Chief Executive Andy Jassy told staff in a memo seen by The Wall Street Journal that this was the hardest call of his tenure. He pointed to three pressures that intersect. Online retail growth has slowed for an extended period, AWS margins have tightened, and a shift toward generative AI requires a leaner cost base.

The scale surpasses previous rounds. The company removed 18,000 positions in early 2023 as it recalibrated after the pandemic surge. With the new cuts, Amazon has shed more than 54,000 jobs under Jassy, a sign of a deeper structural reset.

Why the Move Now

Amazon’s core retail arm has stalled. US e-commerce sales grew only 3.1% year over year in the third quarter, according to recent Commerce Department figures. That is the slowest rate since the 2008 financial crisis. Physical retail has failed to offset the slowdown. Whole Foods’ same-store sales fell 1.4% as grocery prices eased and households watched their budgets.

AWS, the main source of operating profit, faces its own squeeze. Spending on infrastructure-as-a-service remains solid, yet price competition from Microsoft Azure and Google Cloud has dented average revenue per customer. AWS’s operating margin slipped to 29.8% in the third quarter, down from 35.2% a year ago, company filings show. Jassy said customers are trimming and tuning workloads more aggressively than expected.
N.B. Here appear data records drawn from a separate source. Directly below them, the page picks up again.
Issue #946, opened 2022-02-08
Sync component sizes with core Carbon


emyarod:
### Description

https://github.com/carbon-design-system/carbon/issues/8151
https://github.com/carbon-design-system/carbon/issues/8370

### Component(s) impacted

all form components

### Browser

Chrome, Safari, Firefox, Microsoft Edge

### Carbon Web Components version

canary

### Severity

Severity 3 = The problem is visible or noticeable to users but does not impede the usability or functionality. Affects minor functionality, has a workaround.

### Application/website

.

### CodeSandbox example

https://web-components.carbondesignsystem.com/?path=/story/introduction-welcome--page

### Code of Conduct

- [X] I agree to follow this project's [Code of Conduct](https://github.com/carbon-design-system/carbon-web-components/blob/main/.github/CODE_OF_CONDUCT.md)
- [X] I checked the [current issues](https://github.com/carbon-design-system/carbon-web-components/issues) for duplicate issues

kennylam:
Related to component sync effort in https://github.com/carbon-design-system/carbon-for-ibm-dotcom/issues/8303

kennylam:
@emyarod Need to confirm how v11 will dictate this work, as some of the changes may not be 'live' until v11 is released.

Issue #945, opened 2022-02-08
Icon-only button missing tooltips on hover/focus


emyarod:
### Description

the icon-only button does not display a tooltip on hover or focus

<img width="167" alt="image" src="https://user-images.githubusercontent.com/8265238/153068942-22431ea7-c3c9-4a7b-a547-073f2c68bedb.png">

### Component(s) impacted

button
code snippet
password input
possibly others

### Browser

Chrome, Safari, Firefox, Microsoft Edge

### Carbon Web Components version

canary

### Severity

Severity 3 = The problem is visible or noticeable to users but does not impede the usability or functionality. Affects minor functionality, has a workaround.

### Application/website

-

### CodeSandbox example

https://web-components.carbondesignsystem.com/?path=/story/components-button--icon

### Steps to reproduce the issue (if applicable)

1. visit https://web-components.carbondesignsystem.com/?path=/story/components-button--icon
2. hover over or focus on the component
3. observe that no tooltip appears

### Code of Conduct

- [X] I agree to follow this project's [Code of Conduct](https://github.com/carbon-design-system/carbon-web-components/blob/main/.github/CODE_OF_CONDUCT.md)
- [X] I checked the [current issues](https://github.com/carbon-design-system/carbon-web-components/issues) for duplicate issues

Issue #305, opened 2020-02-04
Component: Password input


asudoh:

oliviaflory:
Useful for teams with any type of login or password (landing pages, URX)
Would be nice to have feature parody

Seem to have some naming differences between [Carbon React](https://react.carbondesignsystem.com/?path=/story/components-textinput--default) and [Web components](https://web-components.carbondesignsystem.com/?path=/story/components-input--default) storybooks
- `TextInput` vs `Input`

emyarod:
partially blocked by #945

PR #947, opened 2022-02-08
feat(input): implement password input

emyarod:
### Related Ticket(s)

#305
#942
#946

### Description

This PR updates the input component so that input `type="password"` together with the `show-password-visibility-toggle` being set to `true` will enable the Carbon password input styles

Confirm that the password input appears and functions as expected (Note that the tooltip on hover and focus of the password visibility toggle button is blocked by #945)

image

image

image

image

### Changelog

**New**

- `show-password-visibility-toggle` prop

**Changed**

- default input field size (`md` instead of `lg` now)


RichKummer (approved):
Looks good @emyarod!

kennylam (approved):
Thanks @emyarod!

Artificial intelligence is the third and likely most decisive factor. Amazon has earmarked 100 billion dollars through 2028 for training large language models and rolling out inference chips across its data centres. Project Olympus, Amazon’s internal response to OpenAI’s GPT line, has already absorbed 12 billion dollars of capital spending this year. To fund this build without weakening returns, leaders have been told to remove roles that do not directly push the AI flywheel.

Amazon

Who is Impacted by the Amazon Cuts

The reductions fall mainly on corporate and technical teams, not hourly warehouse and delivery staff. A breakdown shared with WSJ by people familiar with the plan shows:

  • Consumer division, 14,000 roles: category management, merchandising, and marketing. The Prime Video content-acquisition team in Los Angeles, with about 800 employees, will be shut down as Amazon pivots to licensed content and sports rights.
  • AWS, 7,500 roles: sales, solutions architecture, and professional services. Core engineering groups working on Trainium and Inferentia chips are not affected, which signals continued focus on hardware.
  • Advertising, 3,000 roles: mostly mid-level account leads and campaign analysts. The ad unit is still growing 19% year over year, but take rates have flattened as retailers trim performance spend.
  • Devices & Services, 1,500 roles: remaining Alexa teams, including voice design specialists and hardware programme managers. Echo devices will stay on shelves, but new form factor development has stopped.
  • Corporate functions, 1,000 roles: legal, finance, and HR staff tied to the cut organizations.

About 63% of the cuts will be in the Seattle area, where Amazon has around 75,000 corporate employees. California will lose 4,800 jobs, mainly in Los Angeles and the Bay Area. The UK, Germany, and India will each see reductions in the low thousands, largely in overlapping back-office work.

Hourly fulfilment workers remain largely unaffected. A spokesperson said fulfillment capacity is aligned with holiday demand plans.

Severance and Support

Those laid off will receive 20 weeks of base pay plus one week for each year of service, capped at 40 weeks. Health cover will continue until 31 March 2026. Amazon will offer outplacement support through Lee Hecht Harrison. Stock awards due to vest in February will accelerate for employees with at least one year of service.

Amazon also set aside 100 million dollars for a Second Act fund that will match employee donations to charities supporting displaced tech workers. Labour groups welcomed the help but questioned its reach. They noted that a typical mid-level manager package, about 180,000 dollars, will not ease the wider freeze in Seattle’s tech hiring.

Amazon shares rose 2.4% in after-hours trading as investors backed the cost reset. Bernstein analysts called the cuts overdue, lifted their rating to Outperform, and set a 230 price target. The firm expects the move to add 3.8 billion dollars to annual free cash flow by 2027.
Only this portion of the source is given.